**Exercise prompt:**
Copy each entry below exactly as it appears.

**Data supplied:**
BEGIN

PR #4298, opened 2025-01-20
Added type-level validation for the `Effect.Service`

KhraksMamtsov:
## Type

- [ ] Refactor
- [x] Feature
- [ ] Bug Fix
- [ ] Optimization
- [ ] Documentation Update

## Related

- Related Issue #
- Closes #

### DIFF
--- a/packages/effect/src/Effect.ts
+++ b/packages/effect/src/Effect.ts
@@ -13014,7 +13014,7 @@ export const Tag: <const Id extends string>(id: Id) => <
   }
 
 /** @internal */
-type MissingSelfGeneric = `Missing \`Self\` generic - use \`class Self extends Service<Self>()...\``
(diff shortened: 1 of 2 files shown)


packages/effect/src/Effect.ts
```diff
@@ -13013,6 +13013,9 @@ export const Tag: <const Id extends string>(id: Id) => <
     return makeTagProxy(TagClass as any)
   }
 
+/** @internal */
+type MissingSelfGeneric = `Missing \`Self\` generic - use \`class Self extends Service<Self>()...\``
```
tim-smart, line 13017:
```suggestion
type MissingSelfGeneric = `Missing \`Self\` generic - use \`class Self extends Effect.Service<Self>()...\``
```

I think including the Effect namespace in the message is clearer.

tim-smart (changes requested):

PR #4302, opened 2025-01-20
Add hashmap tovalues

vinassefranche:
## Type

- [ ] Refactor
- [x] Feature
- [ ] Bug Fix
- [ ] Optimization
- [ ] Documentation Update

## Description

This adds `HashMap.toValues()` that returns the values of a HashMap as an array instead of as an iterator like is the case for `HashMap.values()`

I took inspiration from `entries` vs `toEntries` for the naming. I don't know if there's another convention for this.

## Related

- Related Issue #
- Closes #

### DIFF
--- a/.changeset/three-bees-attack.md
+++ b/.changeset/three-bees-attack.md
@@ -1,5 +1,5 @@
 ---
-"effect": major
+"effect": minor
 ---
 
 Add HashMap.toValues getter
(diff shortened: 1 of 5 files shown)


vinassefranche:
Closing as I messed up with the changeset so the label is not the correct one. I'll re-open it properly

PR #4316, opened 2025-01-21
Allow configuring OpenAI API URL and API key

### LINKED ISSUE #4271: AI openai client configuration

In order to support proxying requests to openai, allow configuration of client url and possibly make the apiToken optional (as it may be handled by the proxy).

https://github.com/Effect-TS/effect/blob/main/packages/ai/openai/src/OpenAiClient.ts#L67-L68

- an additional config var for url, with a fallback to the current value
- making the apiToken and authorisation header optional

_No response_

IMax153:
## Type

- [x] Refactor
- [ ] Feature
- [ ] Bug Fix
- [ ] Optimization
- [ ] Documentation Update

## Related

- Related Issue #4271
- Closes #4271

### DIFF
--- a/packages/ai/openai/src/OpenAiClient.ts
+++ b/packages/ai/openai/src/OpenAiClient.ts
@@ -55,7 +55,8 @@ export declare namespace OpenAiClient {
  * @category constructors
  */
 export const make = (options: {
-  readonly apiKey: Redacted.Redacted
+  readonly apiKey?: Redacted.Redacted | undefined
+  readonly apiUrl?: string | undefined
   readonly organizationId?: Redacted.Redacted | undefined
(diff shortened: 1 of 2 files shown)


packages/ai/openai/src/OpenAiClient.ts
```diff
@@ -165,7 +167,8 @@ export const layer = (options: {
  */
 export const layerConfig = (
   options: Config.Config.Wrap<{
-    readonly apiKey: Redacted.Redacted
+    readonly apiKey?: Redacted.Redacted
```
tim-smart, line 170: Should add undefined as a valid value

IMax153: 👍

PR #4317, opened 2025-01-21
Add HashMap.toValues and HashSet.toValues

vinassefranche:
## Type

- [ ] Refactor
- [x] Feature
- [ ] Bug Fix
- [ ] Optimization
- [ ] Documentation Update

## Description

This adds `HashMap.toValues()` that returns the values of a `HashMap` as an array instead of as an iterator like is the case for `HashMap.values()`. Also add `HashSet.toValues()`.

I took inspiration from `entries` vs `toEntries` for the naming. I don't know if there's another convention for this.

## Related

- Related Issue #
- Closes #

### DIFF
--- a/.changeset/three-bees-attack.md
+++ b/.changeset/three-bees-attack.md
@@ -1,0 +1,5 @@
+---
+"effect": minor
+---
+
+Add HashMap.toValues getter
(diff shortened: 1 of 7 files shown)


vinassefranche:
> This would be useful for `HashSet` too.

indeed. I added it to the P.R.

tim-smart (approved):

END

**Reply to the task:**
PR #4298, opened 2025-01-20
Added type-level validation for the `Effect.Service`

KhraksMamtsov:
## Type

- [ ] Refactor
- [x] Feature
- [ ] Bug Fix
- [ ] Optimization
- [ ] Documentation Update

## Related

- Related Issue #
- Closes #

### DIFF
--- a/packages/effect/src/Effect.ts
+++ b/packages/effect/src/Effect.ts
@@ -13014,7 +13014,7 @@ export const Tag: <const Id extends string>(id: Id) => <
   }
 
 /** @internal */
-type MissingSelfGeneric = `Missing \`Self\` generic - use \`class Self extends Service<Self>()...\``
(diff shortened: 1 of 2 files shown)


packages/effect/src/Effect.ts
```diff
@@ -13013,6 +13013,9 @@ export const Tag: <const Id extends string>(id: Id) => <
     return makeTagProxy(TagClass as any)
   }
 
+/** @internal */
+type MissingSelfGeneric = `Missing \`Self\` generic - use \`class Self extends Service<Self>()...\``
```
tim-smart, line 13017:
```suggestion
type MissingSelfGeneric = `Missing \`Self\` generic - use \`class Self extends Effect.Service<Self>()...\``
```

I think including the Effect namespace in the message is clearer.

tim-smart (changes requested):

PR #4302, opened 2025-01-20
Add hashmap tovalues

vinassefranche:
## Type

- [ ] Refactor
- [x] Feature
- [ ] Bug Fix
- [ ] Optimization
- [ ] Documentation Update

## Description

This adds `HashMap.toValues()` that returns the values of a HashMap as an array instead of as an iterator like is the case for `HashMap.values()`

I took inspiration from `entries` vs `toEntries` for the naming. I don't know if there's another convention for this.

## Related

- Related Issue #
- Closes #

### DIFF
--- a/.changeset/three-bees-attack.md
+++ b/.changeset/three-bees-attack.md
@@ -1,5 +1,5 @@
 ---
-"effect": major
+"effect": minor
 ---
 
 Add HashMap.toValues getter
(diff shortened: 1 of 5 files shown)


vinassefranche:
Closing as I messed up with the changeset so the label is not the correct one. I'll re-open it properly

PR #4316, opened 2025-01-21
Allow configuring OpenAI API URL and API key

### LINKED ISSUE #4271: AI openai client configuration

In order to support proxying requests to openai, allow configuration of client url and possibly make the apiToken optional (as it may be handled by the proxy).

https://github.com/Effect-TS/effect/blob/main/packages/ai/openai/src/OpenAiClient.ts#L67-L68

- an additional config var for url, with a fallback to the current value
- making the apiToken and authorisation header optional

_No response_

IMax153:
## Type

- [x] Refactor
- [ ] Feature
- [ ] Bug Fix
- [ ] Optimization
- [ ] Documentation Update

## Related

- Related Issue #4271
- Closes #4271

### DIFF
--- a/packages/ai/openai/src/OpenAiClient.ts
+++ b/packages/ai/openai/src/OpenAiClient.ts
@@ -55,7 +55,8 @@ export declare namespace OpenAiClient {
  * @category constructors
  */
 export const make = (options: {
-  readonly apiKey: Redacted.Redacted
+  readonly apiKey?: Redacted.Redacted | undefined
+  readonly apiUrl?: string | undefined
   readonly organizationId?: Redacted.Redacted | undefined
(diff shortened: 1 of 2 files shown)


packages/ai/openai/src/OpenAiClient.ts
```diff
@@ -165,7 +167,8 @@ export const layer = (options: {
  */
 export const layerConfig = (
   options: Config.Config.Wrap<{
-    readonly apiKey: Redacted.Redacted
+    readonly apiKey?: Redacted.Redacted
```
tim-smart, line 170: Should add undefined as a valid value

IMax153: 👍

PR #4317, opened 2025-01-21
Add HashMap.toValues and HashSet.toValues

vinassefranche:
## Type

- [ ] Refactor
- [x] Feature
- [ ] Bug Fix
- [ ] Optimization
- [ ] Documentation Update

## Description

This adds `HashMap.toValues()` that returns the values of a `HashMap` as an array instead of as an iterator like is the case for `HashMap.values()`. Also add `HashSet.toValues()`.

I took inspiration from `entries` vs `toEntries` for the naming. I don't know if there's another convention for this.

## Related

- Related Issue #
- Closes #

### DIFF
--- a/.changeset/three-bees-attack.md
+++ b/.changeset/three-bees-attack.md
@@ -1,0 +1,5 @@
+---
+"effect": minor
+---
+
+Add HashMap.toValues getter
(diff shortened: 1 of 7 files shown)


vinassefranche:
> This would be useful for `HashSet` too.

indeed. I added it to the P.R.

tim-smart (approved):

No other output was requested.